PR #4291, opened 2021-03-01
PLFM-6583: Add `isLatestVersion` field to versionable entities

nickgros:


john-hill (commented):
Nick,
Why does it need to be added to EntityHeader, VersionInfo, and VersionableEntity?

nickgros:
> Why does it need to be added to EntityHeader, VersionInfo, and VersionableEntity?

These objects all contain version-related fields for entities (version number, version label, version comment). To me, it makes sense to bundle 'isLatestVersion' with these other fields. It's important version information.

john-hill (approved):

PR #4296, opened 2021-03-03
fully remove EvaluationStatus (PLFM-6621)

zimingd:


zimingd:
Staging will need to be altered with:
```
ALTER TABLE `jdoevaluation`
CHANGE COLUMN `STATUS` `STATUS` INT NULL DEFAULT NULL ;
```

marcomarasca (approved):

PR #4302, opened 2021-03-04
support ISO 8601 time format in tables (PLFM-5843)

zimingd:


lib/models/src/main/java/org/sagebionetworks/repo/model/table/parser/DateParser.java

* Your assignment: Search the entries for "entities" and show every line that has it.

* Task output:
PLFM-6583: Add `isLatestVersion` field to versionable entities
These objects all contain version-related fields for entities (version number, version label, version comment). To me, it makes sense to bundle 'isLatestVersion' with these other fields. It's important version information.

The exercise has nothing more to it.